They sit at their little scuffed up table in the corner, and drown in the silence. Four old hands, scuffed up and wrinkled and spotted, a pair set down in a lap, the other pair in air, the world stretched out between them, headlines screeching into the quiet of their lives.
Suicide Bomb Kills a Hundred: Parents Mourn.
Tornado Wipes Out Town: Rescuers Search For Bodies.
Celebrity Singer Found Dead in Apartment: Pill Overdose.
All the loudness and explosive power of the world condensed to meaningless words at a dead little corner of a dead little coffee shop. They’ve been here forever. I can only see the man through a little rent in the back of his paper, like somebody tore a few lines out, didn’t want the whole thing, just a sound bite. His beard is grey and white, and his frown is fierce, his face, what I can see of it anyway, lined and wrinkled. Sometimes I see him peer out through the opening, glance at the huddled figure sitting across from him, look nervous, and return to the pages. I imagine he’s racking his brain for something to say, something new to fill the silence when everything interesting has already been ground into the dust of a million conversations. I have trouble finding things to say on a third date, let alone a thousandth. It’s strange to think of them this way, to compare them to two nervous teenagers, but then they can’t really be that different. They want to be interested by new things; they want to feel wanted and not just part of the scenery. Maybe he still wants to engage, and not just settle into the doldrums of life, maybe she’s given up. He walks the empty halls all day, there’s nothing on T.V., and he sleeps in a cold bed. Or maybe I’m all wrong, sitting here with my hot chocolate because I don’t like coffee, flannel and faded jeans, high-minded because I’m in a writing class. Maybe he cheated on her, and she never forgave him, and he’s been sitting at the same damned table the rest of his life thinking of a way to make it up. Maybe he gambled away all their money, and she lives in poverty because of him. Or maybe, just maybe, they’re the happiest damn couple in the world, and he just looks through the hole in the world so much because he thinks she’s the prettiest thing he’s ever seen.
The door flies open, two college kids practically fall through, all wrapped up in each other, laughing. The room gets three times smaller; the walls seem to close in. They breathlessly order the same coffee, and melt into a bench seat, shoulders bumping. My heart jumps, because the girl is like an echo. She looks at me, still laughing. I feel visible, drink dry, pen in hand. There is a fear for the observer in being found out, of wild imaginings being thrown into the light, of baseless conjecture exposed as falsehood.
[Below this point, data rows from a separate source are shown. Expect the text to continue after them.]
PR #150, opened 2016-04-29
meta-ostro: Required configuration changes for meta-java upstream change

Valtis:
ostro.conf, ostro_security_flags.inc and packagegroup-java-jdk.bb are updated to work with the new meta-java layer and different openjdk 8 recipe. ostro-x11.inc is removed as unnecessary.

Several recipes are added to the blacklist, as the removal of the X11 hack makes them unbuildable and recipe-selftest would fail otherwise. Second stage bootstrap vm is changed from Jamvm to Cacao vm for the same reason. This should also yield some performance benefits, as Jamvm is fully interpreter based, while Cacao vm uses JIT compiler. 


meta-ostro/conf/distro/ostro.conf
```diff
@@ -144,7 +144,7 @@ DISTRO_EXTRA_RRECOMMENDS += " ${OSTRO_DEFAULT_EXTRA_RRECOMMENDS}"
 QEMU_TARGETS ?= "arm i386 x86_64"
 
 # Set PREMIRRORS to prioritize Ostro OS autobuilder source cache.
-# The OSTRO_SOURCE_MIRROR_URL can be overriden in local.conf. 
+# The OSTRO_SOURCE_MIRROR_URL can be overriden in local.conf.
```
pohly: Please rebase on top of current master. While you are doing that, can you take out this unrelated whitespace change?

pohly:
Included in https://github.com/ostroproject/ostro-os/pull/85.

If that PR works, we can merge it and then this one here.

PR #152, opened 2016-04-29
ostro-image-swupd.bb: prepare for BUNDLE_FEATURES API change in meta-swupd

pohly:
meta-swupd was updated such that the API changed, causing
https://github.com/ostroproject/ostro-os/pull/60 to fail unless this
PR here gets merged into meta-ostro.

There's no big risk associated with it, but also no pressing need as
the updates of ostro-os are currently done manually and can exclude
meta-swupd.


barbieri:
+1

pohly:
Merging it because it is trivial and will remove one build failure.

I stand to leave into the cold when I catch a glimpse of the couple in the corner, frozen in time. One figure frowns slightly, more at the noise interrupting thoughts of who-knows-where than anything else. Through a hole in the world, a nostalgic little smile plays out, and a mouth moves, though I can’t hear sound over laughter. Another smile greets it, surprised, a forgotten scene from a long ago dream. The screen of words comes down but I turn away. A smile’s enough, words imagined better than words heard, eyes glimpsed kinder than eyes seen. A walk home is not so cold, and a dark corner not so dark.